Many of today’s best have also come to share with us. Widely considered the best Toprocker of our generation, Rock Steady Crew icon Ynot has taught twice. Another world famous Toprock specialest Whacko has taught twice. Eddie Styles has taught Toprocks and Footwork at The Bboy Factory. Stripes from Flipside Kings, two time World Champion and Red Bull BC One Allstar, Victor has taught, along with BC One Allstar and one of the most winning bboys of all time Roxrite, who has shared at the studio twice. The world famous Thesis has taught.

Roxrite, Red Bull BC One Allstar, 2019

We’ve also had many international guests come teach. Benny Kimoto of the Flying Steps shared with us. Niek of The Ruggeds taught a workshop in support of Breakin’ Convention. Red Bull BC One Allstar and two time World Champion, Menno taught a workshop along with Red Bull BC One Allstar Neguin. Of course our close friend and icon from Rivers Crew in Korea, Born has taught three times at The Bboy Factory.

Menno, Red Bull BC One Allstar, 2017

That brings us to the dancers who have spent even more time teaching at our studio. One of the best Rockers in the world, Rob Nasty, taught weekly for nine months. Founder of Bboy Summit and No Easy Props, former Rock Steady Crew member and current member of the Mighty Zulu Queens, Asia One, has taught regularly for over 3 years at the studio. And, of course, our brother and Hip Hop legend, Ivan the Urban Action Figure has taught so many times over the past several years we have lost count.

We’ve even had some of the biggest names in other styles come teach at The Bboy

Factory. Rennie Harris, Emiko Sugiyama, RandM, Pandora, Ill Kosby, Henry Link, Brian Green, Salah, Caleaf, Antoinette Gomis and Femme Fatale have all taught workshops in our studio.

While this list of teachers is expansive and truly historic for our Colorado “scene” we still feel like there is more to be done to inspire and teach our students. “Each one teach one” is not merely teaching the moves of the dance or the history.

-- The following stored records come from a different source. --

PR #5495, opened 2024-04-30
Integration tests: fake up a replacement for nixery.dev/shell

nalind:
#### What type of PR is this?

/kind other

Build a fake layers-but-no-history image that should work more or less as well for the tests that we were previously using nixery.dev/shell for.

#### How to verify it

Updated integration test!

None

```release-note
None
```

### DIFF
--- a/tests/bud.bats
+++ b/tests/bud.bats
@@ -4455,9 +4455,70 @@ EOM
 }
 
 @test "bud-implicit-no-history" {
-  _prefetch nixery.dev/shell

It goes deeper than that. I believe “each one teach one” is my responsibility to empower and give the next generation a creative voice the same way this dance did for me.

As teachers we learn so much from our students and through teaching. What I’ve learned is that it doesn’t matter what my students win or how “popular” they are in the “scene”. What matters is that they are capable and ready to go confidently into the dance community, so that they are prepared to pass down the lessons again to another generation after them.

I am proud of all the incredible names who have come and taught at our studio. I am even more proud of my students who are now teaching today. Seven years ago, my student Ryan came into the studio completely new to the dance. He didn’t know a Toprock, a six step or a freeze. With years of hard work he became an incredible dancer. He took so many of those workshops and “master” classes mentioned above. Today he is teaching our Kids classes and passing on all the lessons he learned. Although he is not “famous” (yet) he is passing down everything he has learned from all those big names.

Kids teaching kids, Dragon Boat Festival, 2019

Ultimately, I’ve learned that a student is never too young or too new to the dance to start sharing. Even more inspiring than a famous dancer coming to share at our studio is when a young student sees another awesome dancer their own age and realizes that they too are capable of learning this challenging dance. This summer our kids team has done several performances in the Denver Community. After each show we’ve invited kids in the audience to come up and learn some moves and let our young kids teach their peers. That is “each one teach one” too. That is the confidence and the power kids feel by learning and sharing this dance. It is the motivation that answers all the questions of how to stay authentic and genuine in our efforts to pass down this dance for the right reasons.